Although the structures they offer remain the same, our stored experiences, knowledge, views etc, constantly reshape the way we read them and perceive their meanings. 

Books reshape us

As we read them, we dive into a process of restructuring and reshaping what we already possess, our storage of experiences, ideas, perceptions & beliefs.

Imprint#1 emerged from the virtual dimension I co-constructed with the book Too Loud a Solitude, written by Bohumil Hrabal in 1976 (published in 1989), a fictional novel revolving around the life of its protagonist, Hanta, as a worker in a wastepaper press. Hanta destroys books daily, by compacting them in the hydraulic press. He is, however, an immense book lover, and often, subverting his own job, he reads the books about to be destroyed or rescues them by taking them home. Always alone, Hanta spends most of his days in the cellar, compressing books, drinking alcohol, staging weird book burials, and hallucinating the companion of different characters, including that of Jesus and Lao Tze.

What has been imprinted from this virtual dimension, is a questioning of how tight the connections we draw with books can be, and what a world of book destruction can reveal about these connections.

I am a book lover who read a book about a book lover who destroys books. I wanted to at least scratch the surface of Hanta’s world; to creatively interpret the precarious situation he found himself in every-day, and to create a space where visitors, by experiencing how it is to destroy a book or to resist this action, can potentially feel some of the trouble and dilemma Hanta had to continuously face.
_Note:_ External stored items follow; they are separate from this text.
PR #900, opened 2018-12-21
Async dynamic imports

gozart1:
* Replace $.getScript with webpack dynamic imports
* Replace $.ajax for axios 
* Use async/await to handle xhr asynchronous control flow
* replace vendored qrcode lib with node-qrcode npm package which is module compatible and has active commits


buck54321:
I'd like to extend this just a touch with some [script caching](https://github.com/gozart1/dcrdata/pull/7) to prevent unnecessary script reloads on Turbolinks visits. This does force the dev to create an entry in `module_helper` for any scripts they want to import, but the benefits of caching are worth it avoids having "magic comments" all over the code.

gozart1:
The Webpack module loader already handles caching, so I don't see a strong need for a secondary caching layer.

I've gone ahead and removed the secondary cache for Dygraph in address controller to make this more clear. The webpack module cache check does have slightly more overhead than simply checking the presence of a variable in the controller, but the difference is under a millisecond and thus imperceptible to the end user. So in cases like these, we should always bias towards making the code as simple to understand as possible versus micro-optimizing the runtime. 

Although I like that you've made getDefault a one liner here https://github.com/gozart1/dcrdata/pull/7/files#diff-6d949a6ee81949ca3d9eea14d279f53dR18
It creates a poor separation of concerns, getDefault should not have any knowledge or opinions about what module the caller wants to use.

Also, I don't think we should abstract away the fact that these are webpack dynamic imports into a helper. Since dynamic imports are pretty edge and not commonly understood by devs ( as evidenced by us still learning about them ), the best thing to do is keep things very explicit.

This way, when a new dev comes in and looks at a controller, they'll see the "magic webpack strings" on know to educate themselves on them if they aren't familiar already.

buck54321:
My bad. I somehow got it in my head that the chunked vendor script was being re-evaluated at every import. I now see that's not true.

gozart1:
This last commit https://github.com/decred/dcrdata/pull/900/commits/5d0b62db04062eaef88309936e91548c6fd5cc17#diff-7a74ccfc9bf79b40b1e88f8aa91c81e9R8  standardizes the way libs are lazy loaded by scoping them to the root of the module, similar to @buck54321's initial spike on this. 

I think this makes the most sense, since that way glancing at the top of a file provides a comprehensive overview of its dependencies, regardless of how they are loaded.

gozart1:
I've updated the description to prepare for merge.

The space of Imprint#1, filled with ripped and crumpled book pages, holds the promise that these books will be indeed destroyed. The written rules, visible on the door and window, offer the visitors the freedom to select a book of their choice and destroy it however they want. The same set of rules also offers the alternative to save a book, not allowing the visitors though to remove it from the room. I don’t find any of the two options to be easy; if you love books, their destruction is distressing, if you decide to save one then you need to invent a way to do so, since the easy option of taking it out of the room with you is restricted by the rules.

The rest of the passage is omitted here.